• **Problem**: Copy out all lines bearing the word "filepath" from the listing below.

• **Raw data**:

PR #922, opened 2022-02-22
Recognize video files as non-generic assets

### LINKED ISSUE #920: Add VIDEO_FILE_EXTENSIONS into the "default" set
part of https://github.com/dandi/dandi-cli/issues/918 by @Saksham20 .  to avoid needing DANDI_DEVEL modes of operation on video files, we should treat them as 1st class citizens for `organize` and `upload` operations

jwodder:
Closes #920.

### DIFF
--- a/dandi/files.py
+++ b/dandi/files.py
@@ -45,6 +45,7 @@ import zarr
 from . import get_logger
 from .consts import (
     MAX_ZARR_DEPTH,
+    VIDEO_FILE_EXTENSIONS,
     ZARR_MIME_TYPE,
     ZARR_UPLOAD_BATCH_SIZE,
     EmbargoStatus,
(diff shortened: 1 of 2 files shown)


Saksham20:
@jwodder, @yarikoptic  is this good to go?

yarikoptic:
@jwodder -- is that all that is needed and PR just needs to be taken out of draft (although having some unittest tuned or added might be good) or there is more to do?

jwodder:
@yarikoptic You still need to answer my question in the issue: #920.

dandi/files.py
```diff
@@ -518,6 +519,19 @@ def get_validation_errors(
...
+    EXTENSIONS: ClassVar[List[str]] = VIDEO_FILE_EXTENSIONS
+
+    def get_metadata(
+        self,
+        digest: Optional[Digest] = None,
+        ignore_errors: bool = True,
+    ) -> BareAsset:
+        metadata = get_default_metadata(self.filepath, digest=digest)
+        metadata.path = self.path
+        return metadata
```
yarikoptic, line 532: why not to move this implementation of `get_metadata` into `LocalFileAsset` to provide such default implementation and thus to avoid duplication across subclasses which just need to use the default?

yarikoptic: could there be a test added which would ensure that `upload` does recognize video files as "first class citizen"?

jwodder: Done.

jwodder: For testing, what about just checking [here](https://github.com/dandi/dandi-cli/blob/a1a7fd553cf300967adc060302c7e6f6c1b921c8/dandi/tests/test_files.py#L23) that files with one of more of the video extensions are recognized as Dandi files?

yarikoptic: ok

jwodder: Done.

yarikoptic:
Thank you @jwodder, let's see where the changes would lead us ;)

PR #1513, opened 2024-10-04
Enhance pynwb validation parsing to report the path within the file, fix pynwb typo

rly:
re: https://github.com/con/validation/issues/1#issuecomment-2391975295

PyNWB reports a list of [HDMF validator Error objects](https://github.com/hdmf-dev/hdmf/blob/dev/src/hdmf/validate/errors.py#L19).

- Enhance pynwb validator output to report the path within the file and separate the reason (message) from the rest of the error.
- Fix typo "pywnb" -> "pynwb"


rly:
Note that NWB inspector runs and parses the pynwb validator, so if you run that first, then running the pynwb validator is unnecessary.

PR #1514, opened 2024-10-18
Overhauling validation results to get them closer to cover different types of validators

yarikoptic:
Ref:
- https://github.com/con/validation/issues/1

and result of our chat with @candleindark while also reviewing results of linkml validation over dandisets:
- https://github.com/dandi/dandisets-linkml-status/blob/temp-with-error-locations/dandi-reports/summary.md

Notes/TODOs:
- BREAKING CHANGE: 
   - we replaced `ValidationOrigin.bids_version` to more generic `Origin.standard` + `Origin.standard_version`
   - We renamed `ValidationOrigin.name` to `Origin.validator` and `ValidationOrigin.version` to `Origin.validator_version`
   - `Severity.HINT`, `Severity.WARNING`, and `Severity.ERROR` now have value of `20`, `30`, and `40` respectively instead of `1`, `2`, and `3`.
   - Introduce `Origin.type` to indicate the type of the origin of a validation result.
   - We made the `ValidationResult` model into a Pydantic model so that it is readily to serialization to JSON.
- [x] going through the code base and harmonizing construction of those ValidationResults
- [ ] ~~redo #1176 in here~~

Please see individual commit messages for more details of the change.

**Note**:
This PR needs the changes in #1601 to pass the tests. Rebase/merge with master once #1601 is merged into master.

### DIFF
--- a/dandi/cli/tests/test_cmd_validate.py
+++ b/dandi/cli/tests/test_cmd_validate.py
@@ -6,7 +6,14 @@ import pytest
 
 from ..cmd_validate import _process_issues, validate
 from ...tests.fixtures import BIDS_ERROR_TESTDATA_SELECTION
-from ...validate_types import Scope, Severity, ValidationOrigin, ValidationResult
+from ...validate_types import (
+    Origin,
+    OriginType,
+    Scope,
+    Severity,
+    ValidationResult,
+    Validator,
+)
 
 
 @pytest.mark.parametrize("dataset", BIDS_ERROR_TESTDATA_SELECTION)
@@ -71,9 +78,10 @@ def test_process_issues(capsys):
     issues = [
         ValidationResult(
             id="NWBI.check_data_orientation",
-            origin=ValidationOrigin(
-                name="nwbinspector",
-                version="",
+            origin=Origin(
+                type=OriginType.VALIDATION,
+                validator=Validator.nwbinspector,
+                validator_version="",
             ),
             scope=Scope.FILE,
             message="Data may be in the wrong orientation.",
@@ -82,9 +90,10 @@ def test_process_issues(capsys):
         ),
         ValidationResult(
             id="NWBI.check_data_orientation",
-            origin=ValidationOrigin(
-                name="nwbinspector",
-                version="",
+            origin=Origin(
+                type=OriginType.VALIDATION,
+                validator=Validator.nwbinspector,
+                validator_version="",
             ),
             scope=Scope.FILE,
             message="Data may be in the wrong orientation.",
@@ -93,9 +102,10 @@ def test_process_issues(capsys):
         ),
         ValidationResult(
             id="NWBI.check_missing_unit",
-            origin=ValidationOrigin(
-                name="nwbinspector",
-                version="",
+            origin=Origin(
+                type=OriginType.VALIDATION,
+                validator=Validator.nwbinspector,
+                validator_version="",
             ),
             scope=Scope.FILE,
             message="Missing text for attribute 'unit'.",
--- a/dandi/cli/tests/test_cmd_validate.py
+++ b/dandi/cli/tests/test_cmd_validate.py
@@ -75,14 +75,16 @@ def test_validate_nwb_path_grouping(organized_nwb_dir4: Path) -> None:
 
 
 def test_process_issues(capsys):
+    origin_validation_nwbinspector = Origin(
+        type=OriginType.VALIDATION,
+        validator=Validator.nwbinspector,
+        validator_version="",
+    )
+
     issues = [
         ValidationResult(
             id="NWBI.check_data_orientation",
-            origin=Origin(
-                type=OriginType.VALIDATION,
-                validator=Validator.nwbinspector,
-                validator_version="",
-            ),
+            origin=origin_validation_nwbinspector,
             scope=Scope.FILE,
             message="Data may be in the wrong orientation.",
             path=Path("dir0/sub-mouse004/sub-mouse004.nwb"),
@@ -90,11 +92,7 @@ def test_process_issues(capsys):
         ),
         ValidationResult(
             id="NWBI.check_data_orientation",
-            origin=Origin(
-                type=OriginType.VALIDATION,
-                validator=Validator.nwbinspector,
-                validator_version="",
-            ),
+            origin=origin_validation_nwbinspector,
             scope=Scope.FILE,
             message="Data may be in the wrong orientation.",
             path=Path("dir1/sub-mouse001/sub-mouse001.nwb"),
@@ -102,11 +100,7 @@ def test_process_issues(capsys):
         ),
         ValidationResult(
             id="NWBI.check_missing_unit",
-            origin=Origin(
-                type=OriginType.VALIDATION,
-                validator=Validator.nwbinspector,
-                validator_version="",
-            ),
+            origin=origin_validation_nwbinspector,
             scope=Scope.FILE,
             message="Missing text for attribute 'unit'.",
             path=Path("dir1/sub-mouse001/sub-mouse001.nwb"),
--- a/dandi/files/bases.py
+++ b/dandi/files/bases.py
@@ -29,6 +29,8 @@ from dandi.metadata.core import get_default_metadata
 from dandi.misctypes import DUMMY_DANDI_ETAG, Digest, LocalReadableFile, P
 from dandi.utils import post_upload_size_check, pre_upload_size_check, yaml_load
 from dandi.validate_types import (
+    ORIGIN_INTERNAL_DANDI,
+    ORIGIN_VALIDATION_DANDI,
     Origin,
     OriginType,
     Scope,
@@ -210,11 +212,7 @@ class LocalAsset(DandiFile):
             )
             return [
                 ValidationResult(
-                    origin=Origin(
-                        type=OriginType.INTERNAL,
-                        validator=Validator.dandi,
-                        validator_version=dandi.__version__,
-                    ),
+                    origin=ORIGIN_INTERNAL_DANDI,
                     severity=Severity.ERROR,
                     id="dandi.SOFTWARE_ERROR",
                     scope=Scope.FILE,
@@ -537,7 +535,7 @@ class NWBAsset(LocalFileAsset):
         else:
             # make sure that we have some basic metadata fields we require
             try:
-                origin = Origin(
+                origin_validation_nwbinspector = Origin(
                     type=OriginType.VALIDATION,
                     validator=Validator.nwbinspector,
                     validator_version=str(_get_nwb_inspector_version()),
@@ -561,7 +559,7 @@ class NWBAsset(LocalFileAsset):
                         }
                     errors.append(
                         ValidationResult(
-                            origin=origin,
+                            origin=origin_validation_nwbinspector,
                             severity=severity,
                             id=f"NWBI.{error.check_function_name}",
                             scope=Scope.FILE,
@@ -707,11 +705,7 @@ def _check_required_fields(
             message = f"Required field {f!r} has no value"
             errors.append(
                 ValidationResult(
-                    origin=Origin(
-                        type=OriginType.VALIDATION,
-                        validator=Validator.dandi,
-                        validator_version=dandi.__version__,
-                    ),
+                    origin=ORIGIN_VALIDATION_DANDI,
                     severity=Severity.ERROR,
                     id="dandischema.requred_field",
                     scope=Scope.FILE,
@@ -723,11 +717,7 @@ def _check_required_fields(
             message = f"Required field {f!r} has value {v!r}"
             errors.append(
                 ValidationResult(
-                    origin=Origin(
-                        type=OriginType.VALIDATION,
-                        validator=Validator.dandi,
-                        validator_version=dandi.__version__,
-                    ),
+                    origin=ORIGIN_VALIDATION_DANDI,
                     severity=Severity.WARNING,
                     id="dandischema.placeholder_value",
                     scope=Scope.FILE,
--- a/dandi/files/bases.py
+++ b/dandi/files/bases.py
@@ -14,6 +14,7 @@ from typing import IO, Any, Generic
 from xml.etree.ElementTree import fromstring
 
 import dandischema
+from dandischema.consts import DANDI_SCHEMA_VERSION
 from dandischema.digests.dandietag import DandiETag
 from dandischema.models import BareAsset, CommonModel
 from dandischema.models import Dandiset as DandisetMeta
@@ -27,7 +28,15 @@ from dandi.dandiapi import RemoteAsset, RemoteDandiset, RESTFullAPIClient
 from dandi.metadata.core import get_default_metadata
 from dandi.misctypes import DUMMY_DANDI_ETAG, Digest, LocalReadableFile, P
 from dandi.utils import post_upload_size_check, pre_upload_size_check, yaml_load
-from dandi.validate_types import Scope, Severity, ValidationOrigin, ValidationResult
+from dandi.validate_types import (
+    Origin,
+    OriginType,
+    Scope,
+    Severity,
+    Standard,
+    ValidationResult,
+    Validator,
+)
 
 lgr = dandi.get_logger()
 
@@ -201,13 +210,15 @@ class LocalAsset(DandiFile):
             )
             return [
                 ValidationResult(
-                    origin=ValidationOrigin(
-                        name="dandi",
-                        version=dandi.__version__,
+                    origin=Origin(
+                        type=OriginType.INTERNAL,
+                        validator=Validator.dandi,
+                        validator_version=dandi.__version__,
                     ),
                     severity=Severity.ERROR,
                     id="dandi.SOFTWARE_ERROR",
                     scope=Scope.FILE,
+                    origin_result=e,
                     # metadata=metadata,
                     path=self.filepath,  # note that it is not relative .path
                     message=f"Failed to read metadata: {e}",
@@ -526,9 +537,10 @@ class NWBAsset(LocalFileAsset):
         else:
             # make sure that we have some basic metadata fields we require
             try:
-                origin = ValidationOrigin(
-                    name="nwbinspector",
-                    version=str(_get_nwb_inspector_version()),
+                origin = Origin(
+                    type=OriginType.VALIDATION,
+                    validator=Validator.nwbinspector,
+                    validator_version=str(_get_nwb_inspector_version()),
                 )
 
                 for error in inspect_nwbfile(
@@ -553,6 +565,7 @@ class NWBAsset(LocalFileAsset):
                             severity=severity,
                             id=f"NWBI.{error.check_function_name}",
                             scope=Scope.FILE,
+                            origin_result=error,
                             path=Path(error.file_path),
                             message=error.message,
                             # Assuming multiple sessions per multiple subjects,
@@ -694,9 +707,10 @@ def _check_required_fields(
             message = f"Required field {f!r} has no value"
             errors.append(
                 ValidationResult(
-                    origin=ValidationOrigin(
-                        name="dandischema",
-                        version=dandischema.__version__,  # type: ignore[attr-defined]
+                    origin=Origin(
+                        type=OriginType.VALIDATION,
+                        validator=Validator.dandi,
+                        validator_version=dandi.__version__,
                     ),
                     severity=Severity.ERROR,
                     id="dandischema.requred_field",
@@ -709,9 +723,10 @@ def _check_required_fields(
             message = f"Required field {f!r} has value {v!r}"
             errors.append(
                 ValidationResult(
-                    origin=ValidationOrigin(
-                        name="dandischema",
-                        version=dandischema.__version__,  # type: ignore[attr-defined]
+                    origin=Origin(
+                        type=OriginType.VALIDATION,
+                        validator=Validator.dandi,
+                        validator_version=dandi.__version__,
                     ),
                     severity=Severity.WARNING,
                     id="dandischema.placeholder_value",
@@ -793,13 +808,17 @@ def _pydantic_errors_to_validation_results(
             message = e.get("message", e.get("msg", None))
         out.append(
             ValidationResult(
-                origin=ValidationOrigin(
-                    name="dandischema",
-                    version=dandischema.__version__,  # type: ignore[attr-defined]
+                origin=Origin(
+                    type=OriginType.VALIDATION,
+                    validator=Validator.dandischema,
+                    validator_version=dandischema.__version__,  # type: ignore[attr-defined]
+                    standard=Standard.DANDI_SCHEMA,
+                    standard_version=DANDI_SCHEMA_VERSION,
                 ),
                 severity=Severity.ERROR,
                 id=id,
                 scope=scope,
+                origin_result=e,
                 path=file_path,
                 message=message,
                 # TODO? dataset_path=dataset_path,
--- a/dandi/files/zarr.py
+++ b/dandi/files/zarr.py
@@ -17,7 +17,7 @@ from dandischema.models import BareAsset, DigestType
 import requests
 from zarr_checksum.tree import ZarrChecksumTree
 
-from dandi import __version__, get_logger
+from dandi import get_logger
 from dandi.consts import (
     MAX_ZARR_DEPTH,
     ZARR_DELETE_BATCH_SIZE,
@@ -43,6 +43,7 @@ from dandi.utils import (
 
 from .bases import LocalDirectoryAsset
 from ..validate_types import (
+    ORIGIN_VALIDATION_DANDI_ZARR,
     Origin,
     OriginType,
     Scope,
@@ -269,20 +270,12 @@ class ZarrAsset(LocalDirectoryAsset[LocalZarrEntry]):
             )
             data = None
 
-        origin_internal_zarr = Origin(
-            type=OriginType.VALIDATION,
-            validator=Validator.dandi_zarr,
-            validator_version=__version__,
-        )
-        if data is not None:
-            origin_internal_zarr.standard_version = get_zarr_format_version(data)
-
         if isinstance(data, zarr.Group) and not data:
             errors.append(
                 ValidationResult(
-                    origin=origin_internal_zarr,
+                    origin=ORIGIN_VALIDATION_DANDI_ZARR,
                     severity=Severity.ERROR,
-                    id="zarr.empty_group",
+                    id="dandi_zarr.empty_group",
                     scope=Scope.FILE,
                     path=self.filepath,
                     message="Zarr group is empty.",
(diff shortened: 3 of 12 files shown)


dandi/validate_types.py
```diff
@@ -1,35 +1,53 @@
...
+    name: str  # Validator name
+    version: str  # Validator version
+    standard: str | None = (
+        None  # Standard being validated against # TODO: Enum for the standards??
+    )
+    standard_version: str | None = None  # Version of the standard
 
 
-class Severity(Enum):
+# TODO: decide on the naming consistency -- either prepend all with Validation or not
```
candleindark, line 19: @yarikoptic Are you talking about naming of the high level entities in this module, such as `Severity` and `ValidationOrigin`, or are you talking about the naming of the enum values within `Severity`?

dandi/validate_types.py
```diff
@@ -1,35 +1,53 @@
...
+class Severity(IntEnum):
     HINT = 1
-    WARNING = 2
-    ERROR = 3
+    INFO = 2  # new/unused, available in linkml
+    WARNING = 3
+    ERROR = 4
+    CRITICAL = 5  # new/unused, linkml has FATAL
```
candleindark, line 25: I see three issues with this though they are small issues.

1. We may include all the severity levels in the outputs of all validators, However, for a particular validator, only a subset of these may be used.
2. The same severity level may mean two different things in different validators.
3. Different validator may also use different severity level name to mean the same level.

dandi/validate_types.py
```diff
@@ -1,35 +1,53 @@
...
 
 
 class Scope(Enum):
     FILE = "file"
     FOLDER = "folder"
+    # Isaac: make it/add "dandiset-metadata" to signal specific relation to metadata
```
candleindark, line 31: Need clarification for this.

dandi/validate_types.py
```diff
@@ -1,35 +1,53 @@
...
 
 @dataclass
 class ValidationOrigin:
-    name: str
-    version: str
-    bids_version: str | None = None
+    name: str  # Validator name
+    version: str  # Validator version
+    standard: str | None = (
+        None  # Standard being validated against # TODO: Enum for the standards??
```
candleindark, line 14: @yarikoptic We can create an enum class to define the supported standards. Do you know what those those standards are ATM?

candleindark:
In updating the use of `ValidationOrigin`, it is not clear to me what should be provided for the `standard` and `standard_version` attributes of many `ValidationOrigin` objects. For example, this is not clear in `ValidationOrigin` objects in `organized.py`.

https://github.com/dandi/dandi-cli/blob/45db66c34cd6ded26fd1d8c871a7957df73ad38a/dandi/organize.py#L1122

Do we have a dandi standard? If we do, it doesn't seem that we version this standard.

I think we should indeed define an [enum class](https://github.com/dandi/dandi-cli/pull/1514/files#r1967035125) for the supported standard, and also talk about how to retrieve the version of those standards.

dandi/files/zarr.py
```diff
@@ -209,17 +209,20 @@ def get_validation_errors(
         import zarr
 
         errors: list[ValidationResult] = []
+        origin: ValidationOrigin = ValidationOrigin(
+            name="zarr",
+            version=zarr.__version__,
```
candleindark, line 214: Is this line intentional? The original one was `version=zarr.version.version`.

dandi/validate_types.py
yarikoptic: 1. agree
2. better not
3. better not

But you are pointing to the ambiguous (not clearly defined across validators) semantic . Then ideally we should be able to establish "mapping" if there is difference in agreement.

I think we should just clear up here what **we** mean for each of the levels. E.g.

- `HINT`: data is correct but could be improved
- `INFO`: ... ???
- `WARNING`: when "SHOULD" or "SHOULD NOT" level of requirement is violated
- `ERROR`: when "MUST" or "MUST NOT" level of requirement is violated
- `CRITICAL`: when makes given data completely unusable

may be we might want

- `INTERNAL`: signals about the problem with validator itself. although @candleindark rightfuly notices that it is still an ERROR but about not data, but validator itself... so we might want to explicitly point to the object of the error (not data  but validator)

dandi/validate_types.py
yarikoptic: Sure. For starters:

- BIDS
- NWB
- HED
- OME-ZARR

Could be also at the level of the "file format" standard:

- JSON
- YAML
- TSV

dandi/validate_types.py
yarikoptic: may be forget about it for now -- seems to combine with `ValidationObject` below but we might need to rethink/define some additional levels

yarikoptic: as for the folder an example could be an unknown to BIDS folder name under `sub-.../ses-.../` folder.  I am not sure ATM if BIDS validator complains and how

dandi/files/zarr.py
```diff
@@ -209,17 +209,20 @@ def get_validation_errors(
...
+            standard="zarr",
```
yarikoptic, line 215: here to add `standard_version` on what version of zarr it is .

dandi/validate_types.py
yarikoptic: might want also to create Enum for validators since we also have a set of them.

candleindark: I added the standard `ZARR` as well since you have already started using it.

dandi/validate_types.py
candleindark: Here are a few more suggestions.

1. Let's define `INFO` as not an indication of problem but information of status or confirmation. However, this `INFO` maybe different than the `INFO` from `LinkML`, but that's perfectly fine (we will have a proper mapping).
2. Using the definition of `INFO` in the last point. `INFO` should be the lowest level of severity amount those listed.
3. Mimic the definition of [logging levels](https://docs.python.org/3/library/logging.html#logging-levels) in Python, have the values of the levels be multiple of 10 instead of 1 to allow greater flexibility (to allow addition of levels in the future or allow custom levels).
4. The above definitions of `WARNING` and `ERROR` are too vague. Together with `CRITICAL`, we can draw inspiration from https://docs.python.org/3/library/logging.html#logging-levels in defining them.

candleindark: Severity levels have now been rearranged and more clearly defined.

dandi/validate_types.py
```diff
@@ -1,35 +1,97 @@
...
+    JSON = auto()
+    TSV = auto()
+    YAML = auto()
+
+
+@unique
+class Validator(StrEnum):
+    """Validators that are used to do validation"""
+
+    bidsschematools = auto()
```
yarikoptic, line 33: now soon we would have `bids_validator_deno` or alike 

and we could provision also for `hed_python_validator`

dandi/validate_types.py
```diff
@@ -1,35 +1,97 @@
...
+    WARNING = 30
+    """Data is not recognized as correct. Changes are needed to ensure correctness"""
+
+    ERROR = 40
+    """Data is recognized as incorrect"""
+
+    CRITICAL = 50
+    """
+    A serious incorrectness in data.
+    E.g., an incorrectness that prevents validation of other aspects of the data
```
yarikoptic, line 68: may be an example could be an absent or misspecified `BIDSVersion` so becomes unclear against which bids version to validate, although typically we just validate against the latest.

candleindark:
> In updating the use of `ValidationOrigin`, it is not clear to me what should be provided for the `standard` and `standard_version` attributes of many `ValidationOrigin` objects. For example, this is not clear in `ValidationOrigin` objects in `organized.py`.
> 
> https://github.com/dandi/dandi-cli/blob/45db66c34cd6ded26fd1d8c871a7957df73ad38a/dandi/organize.py#L1122
> 
> Do we have a dandi standard? If we do, it doesn't seem that we version this standard.
> 
> I think we should indeed define an [enum class](https://github.com/dandi/dandi-cli/pull/1514/files#r1967035125) for the supported standard, and also talk about how to retrieve the version of those standards.

We now, with the latest commit, have a subclass of  `Enum`, `Standard`, to represent a list of standards. Some standard is `informal`, e.g., `Standard.DANDI_SCHEMA` and have no versioning. In the case, of a standard with no version, we will just let the `standard_version` attribute of `Origin` to default to `None`.

dandi/validate_types.py
```diff
@@ -1,35 +1,53 @@
...
 
 class Scope(Enum):
     FILE = "file"
     FOLDER = "folder"
+    # Isaac: make it/add "dandiset-metadata" to signal specific relation to metadata
     DANDISET = "dandiset"
     DATASET = "dataset"
 
 
+# new/unused, may be should be gone
```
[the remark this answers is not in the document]
candleindark: done

dandi/validate_types.py
candleindark: Example is added to comment to further demo the meaning of `CRITICAL`

dandi/validate_types.py
candleindark: Marking this as resolved since the new `Enum` subclasses have been reviewed in a meeting.

dandi/validate_types.py
candleindark: The new levels have been reviewed in a meeting. Marking resolved.

candleindark:
@yarikoptic I think a `ValidationResult` object should represent the result of how well a "data" instance is validated. It should inform area/aspect of invalidity.

https://github.com/dandi/dandi-cli/blob/386e50db53a8fc0236b666927402ec1bee3e7759/dandi/files/bases.py#L193-L217
The above snippet uses `ValidationResult` to represent an error other than a `ValidationError`. The captured error doesn't tell how valid a data instance is. It has nothing to do with the data being validated against but how our software is written. If that error is raised it is either a bug in the software, which should be propagated, or a user's mistake, which should be handled gracefully in another manner. The current arrangement is conflating error handling with the purpose of `ValidationResult`.

dandi/files/zarr.py
candleindark: They are essentially the same, so it doesn't matter.

dandi/files/zarr.py
```diff
@@ -209,32 +216,44 @@
         import zarr
 
         errors: list[ValidationResult] = []
+        origin: Origin = Origin(
+            validator=Validator.zarr,
+            validator_version=zarr.__version__,
+            standard=Standard.ZARR,
+            # TODO: standard_version=...,
```
candleindark, line 223: Per https://zarr.readthedocs.io/en/stable/user-guide/v3_migration.html#migration-guide, it seems that the Python `zarr` pacakge can support more than one Zarr format 3 specification at the same time. What is the way to determine which Zarr format specification is being used in just opening a file? My bet is that possibly all support format specifications are used, so the `standard_version` field may be irrelevant and should be skipped in this case.

dandi/files/zarr.py
```diff
@@ -209,32 +216,44 @@ def get_validation_errors(
...
                     message="Error opening file.",
                 )
             )
             data = None
+
+        origin = Origin(
+            validator=Validator.dandi_zarr,
+            validator_version=__version__,
+            standard=Standard.ZARR,
+            # TODO: standard_version=...,
```
candleindark, line 248: Per https://zarr.readthedocs.io/en/stable/user-guide/v3_migration.html#migration-guide, it seems that the Python zarr pacakge can support more than one Zarr format 3 specification at the same time. What is the way to determine which Zarr format specification is being used in just opening a file? My bet is that possibly all support format specifications are used, so the standard_version field may be irrelevant and should be skipped in this case.

dandi/files/zarr.py
```diff
@@ -42,11 +42,38 @@
...
+    Severity,
+    Standard,
+    ValidationResult,
+    Validator,
+)
 
 lgr = get_logger()
 
 
+def get_zarr_storage_specification_version(data: Any) -> str:
```
yarikoptic, line 57: Let's shorten

```suggestion
def get_zarr_format_version(data: Any) -> str:
```

dandi/pynwb_utils.py
```diff
@@ -365,13 +372,16 @@ def validate(path: str | Path, devel_debug: bool = False) -> list[ValidationResu
...
             errors.append(
                 ValidationResult(
-                    origin=ValidationOrigin(
-                        name="pynwb",
-                        version=pynwb.__version__,
+                    origin=Origin(
+                        validator=Validator.pynwb,
+                        validator_version=pynwb.__version__,
+                        standard=Standard.NWB,
+                        # TODO: standard_version=...,
```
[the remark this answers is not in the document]
yarikoptic: just use `get_nwb_version` from below -- just move it up here so you would already know then what nwb version is in that file.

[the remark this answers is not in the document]
yarikoptic: a good point that internally pynwb is actually likely to do migration and then validation against latest. But that is the internal logic which we do not know about unless validation error record would have target version of nwb.   So 
- please check if error record contains a version, if not
   - file an issue requesting NWB or the particular relevant namespace (e.g. from extension) to be added
- if not known from error -- the version of nwb file is the best one we know of

dandi/pynwb_utils.py
```diff
@@ -382,13 +392,15 @@ def validate(path: str | Path, devel_debug: bool = False) -> list[ValidationResu
             raise
         errors.append(
             ValidationResult(
-                origin=ValidationOrigin(
-                    name="pynwb",
-                    version=pynwb.__version__,
+                origin=Origin(
+                    validator=Validator.pynwb,
+                    validator_version=pynwb.__version__,
+                    standard=Standard.NWB,
```
yarikoptic, line 398: standard_version here too

dandi/files/zarr.py
```diff
@@ -209,32 +236,43 @@ def get_validation_errors(
...
                 ValidationResult(
-                    origin=ValidationOrigin(
-                        name="zarr",
-                        version=zarr.version.version,
-                    ),
+                    origin=origin,
                     severity=Severity.ERROR,
                     id="zarr.cannot_open",
                     scope=Scope.FILE,
+                    origin_result=e,
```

• **Solution to this task**:
+        metadata = get_default_metadata(self.filepath, digest=digest)
                     path=self.filepath,  # note that it is not relative .path
                     path=self.filepath,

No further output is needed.